PR #2262, opened 2024-10-09
Update kitchen_sink_config.yml

bullmoose20:
updated kitchen sink to reflect letterboxd

## Description

updated kitchen sink to reflect letterboxd

### Issues Fixed or Closed

- Fixes #(issue)

## Type of Change

- [x] Infrastructure change (changes related to the github repo, build process, or the like)

## Checklist

### DIFF
--- a/json-schema/kitchen_sink_config.yml
+++ b/json-schema/kitchen_sink_config.yml
@@ -1,13 +1,15 @@
 # yaml-language-server: $schema=./config-schema.json
-# .------------------------------------------------------------.
-# | ____        _ _                                ____   ___  |
-# || __ ) _   _| | |_ __ ___   ___   ___  ___  ___|___ \ / _ \ |
-# ||  _ \| | | | | | '_ ` _ \ / _ \ / _ \/ __|/ _ \ __) | | | ||
-# || |_) | |_| | | | | | | | | (_) | (_) \__ \  __// __/| |_| ||
-# ||____/ \__,_|_|_|_| |_| |_|\___/ \___/|___/\___|_____|\___/ |
-# '------------------------------------------------------------'
-### Highly recommend using Visual Studio Code with indent-rainbow by oderwat extension and YAML by Red Hat extension. VSC will also leverage the above link to enhance Kometa yml edits.
-### Must be on Kometa Version 2.0.1-nightly1 or greater
+########################################
+#  _  _____  __  __ _____ _____  _     #
+# | |/ / _ \|  \/  | ____|_   _|/ \    #
+# | ' / | | | |\/| |  _|   | | / _ \   #
+# | . \ |_| | |  | | |___  | |/ ___ \  #
+# |_|\_\___/|_|  |_|_____| |_/_/   \_\ #
+#                                      #
+########################################
+
+### We highly recommend using Visual Studio Code with indent-rainbow by oderwat extension and YAML by Red Hat extension. VSC will also leverage the above link to enhance Kometa yml edits.
+### Must be on Kometa Version 2.1.0-build4 or greater
 libraries:
 # .-------------------------------.
 # | __  __            _           |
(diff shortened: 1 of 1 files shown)


chazlarson:
The position of a lot of things are different, which makes review a little more difficult.

json-schema/kitchen_sink_config.yml
```diff
@@ -777,173 +781,285 @@ libraries:
...
+#  ____  _             _ _     _    #
+# |  _ \| | __ _ _   _| (_)___| |_  #
+# | |_) | |/ _` | | | | | / __| __| #
+# |  __/| | (_| | |_| | | \__ \ |_  #
+# |_|   |_|\__,_|\__, |_|_|___/\__| #
+#                |___/              #
+#####################################
 playlist_files:
-- default: playlist
+  default: playlist
```
chazlarson, line 794: missing dash

json-schema/kitchen_sink_config.yml
```diff
@@ -777,173 +781,285 @@ libraries:
...
+#                           #
+#############################
 trakt:
-  client_id: (redacted)
-  client_secret: (redacted)
   authorization:
     access_token: (redacted)
     token_type: Bearer
-    expires_in: 7889238
+    expires_in: '7889238'
```
chazlarson, line 1038: are quoted strings valid here?

chazlarson (changes requested):

bullmoose20:
Kometa put the quotes strings into my config.yml file.

Kometa does not seem to bark at the missing dash and the config-schema.json in vsc does not bark at it either.

I don't know what to say....

________________________________

chazlarson:
I ask about the quotes because I've never had Kometa add them, so maybe there was some change in Kometa.

The missing dash possibly works because perhaps a list with one item doesn't need them.  I'm just going by the docs, which shows the dash in there.   

That line is showing as changed in this PR, as are the added quotes, for no apparent reason, so I'm asking about them.  This PR is in theory only adding two lines, and there are a lot of things moving around and changing in this file.

bullmoose20:
> I ask about the quotes because I've never had Kometa add them, so maybe there was some change in Kometa.
> 
> 
> 
> The missing dash possibly works because perhaps a list with one item doesn't need them.  I'm just going by the docs, which shows the dash in there.   
> 
> 
> 
> That line is showing as changed in this PR, as are the added quotes, for no apparent reason, so I'm asking about them.  This PR is in theory only adding two lines, and there are a lot of things moving around and changing in this file.

Ok... so let me restart to give us background and then we can update things accordingly.

My new kitchen sink config is based on the output of QS. QS, does not implement libraries and overlay section so that's pretty much the same.

So I took the output of QS which includes the playlist section and merged it with my original kitchen sink and ran Kometa against it.

The config.yml file worked so I then took that and pasted the redacted version of the new config over the one in GH.

Indeed, quotes ended up in the new version that were not there but Kometa added.

Indeed the playlist section is missing a dash and indentation is off but the results worked.

I also thought of reviewing what the yaml and our schema would say about this new kitchen sink config and it was fine with everything except the missing letterboxd in two places that I added.

No complaints on the quotes or on the indentation/missing dash.

Taking all of this, and looking at our wiki, it definitely deviates so we should decide on how to best move ahead.

Option 1(Leaving the wiki alone):
QS output of playlist section needs to be fixed
Kitchen sink playlist section needs proper indentation and dash added
Potential changes to schema.json file
We can't control what Kometa decides to quote ''

Option 2(leave QS output of playlist as is)
Wiki might need updates to reflect additional valid option for playlist section with a different indentation and lack of a dash
Kitchen sink config that was PR'd stays as is
Potential changes to schema.json file
We can't control what Kometa decides to quote ''


I think option 1 is least impacting and since QS is not even mvp, we can fix that to output proper playlist section in MVP. Thoughts?

chazlarson:
I think the wiki should stay as it is, since this:
```
playlist_files:
  - default: playlist
```
takes a list, and if there is more than one item in that list the dashes are required.  I don't think there's any reason to complicate matters by noting the one case in which they aren't.

It could be that ruamel's YAML generation can be tweaked to always add that to lists; QS isn't directly creating any YAML.

My personal opinion is that changes to files like this should be minimal, comprising only what's required.  In this case, the only requirement is the addition of the two letterboxd lines, not changing all the headers and reordering things.

I can see replacing these files with the output of QS when QS can generate a complete config, but I don't see the reason to do so today.  That said, this is just a test file.

bullmoose20:
I agree. Can you kill this commit? We can just add the two letterboxd default lines to the file.

I can re-add the two lines but I don't want to mess up with the delete of this commit.

chazlarson:
https://github.com/Kometa-Team/Kometa/pull/2264

PR #2275, opened 2024-10-16
Don't do the less check on smart collections

### LINKED ISSUE #2274: empty smart collections cause exception when evaluating delete if less condition
### Version Number

2.1.0

### What branch are you on?

master

### Describe the Bug

Here, in operations.py:
```python
            less_check = True
            if less_in is not None:
                less_check = col_in.childCount < less_in
```
We're assuming childCount won't be None.  If it is, like an empty smart collection, Kometa throws:
```
| TypeError: '<' not supported between instances of 'NoneType' and 'int'                             |
```
No need for this.  There should be guardrails.

_No response_

### Logs

_No response_

chazlarson:
## Description

Add a setting to control whether `less` applies to smart collections
Default collection count for comparison to 0 if the count is None

### Issues Fixed or Closed

- Fixes #2274 

## Type of Change

## Checklist


YozoraXCII:
I see that `.envrc` is added, is that intentional here?

Also can't merge because of a conflict in changelog

chazlarson:
> I see that `.envrc` is added, is that intentional here?

Yeah, for those who use direnv

> Also can't merge because of a conflict in changelog

Fixed.

PR #2280, opened 2024-10-17
Add show_unfiltered to allow display of things that *do* match a filter

chazlarson:
## Description

Add `show_unfiltered` setting to allow display of the [possibly] few items that make it through a filter rather than the [possibly] thousands that *don't*

## Type of Change

## Checklist


chazlarson:
This PR also gets rid of a bunch of duplication on the Filters page.

YozoraXCII:
Should we make the default behaviour be true for show unfiltered? Or is this not related to the discussion about overlays last week

chazlarson:
> Should we make the default behaviour be true for show unfiltered? Or is this not related to the discussion about overlays last week

It's related to that discussion , but leaving the default as false won't put anything new in people's logs.  Personally I think the default should be:
```
show_filtered: false
show_unfiltered: true
```
But I left it as is in the interest of least-changes.

YozoraXCII:
> > Should we make the default behaviour be true for show unfiltered? Or is this not related to the discussion about overlays last week
> 
> It's related to that discussion , but leaving the default as false won't put anything new in people's logs.  Personally I think the default should be:
> ```
> show_filtered: false
> show_unfiltered: true
> ```
> But I left it as is in the interest of least-changes.

I believe Soh was in agreement about switching to show items that do meet the filter criteria so that logs aren't hammered by things that don't meet it. I would support this change

chazlarson:
Turning it on *will* cause a bunch of new logging for people who have filtering off.  I'm not sure we want that.  Like a 4K overlay in a 4K library; suddenly the log has thousands more lines.

Maybe leave it off to prevent that.  The reason to add it is to get useful information *if desired*

chazlarson:
This change leaves "show filtered items" off, as has always been the default, *but* enables the user to turn on "just show me the things that made it through" if they want.

YozoraXCII:
I have tested this locally and confirm it works as expected.

When `show_filtered: true`:

image

when `show_unfiltered: true`:

image

PR #2287, opened 2024-10-20
Persisted query not found

chazlarson:
## Description

avoids the stack trace and vague error for this specific failure.

## Type of Change


chazlarson:
Gr.  same thing here.

PR #2310, opened 2024-11-05
Change default to webp_lossless

chazlarson:
## Description

Pillow library now writes XMP data to output files, which results in an error when users attempt to use images [perhaps from TPDB] which have way-too-big [there's a 65K limit in the spec] XMP data; this is a test to see if webp_lossless output files have the same issue.

## Type of Change


YozoraXCII:
Closing as this didn't work

PR #2311, opened 2024-11-05
Revert Pillow Requirement

YozoraXCII:
see #2310 for further detail


YozoraXCII:
Once this PR is merged we should be able to uplift the Pillow requirement again:

https://github.com/python-pillow/Pillow/pull/8483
-- -- --
**Assigned task:** Among the records above, how many lines contain the word "asking"? Answer with the number by itself.

**Answer box:** 2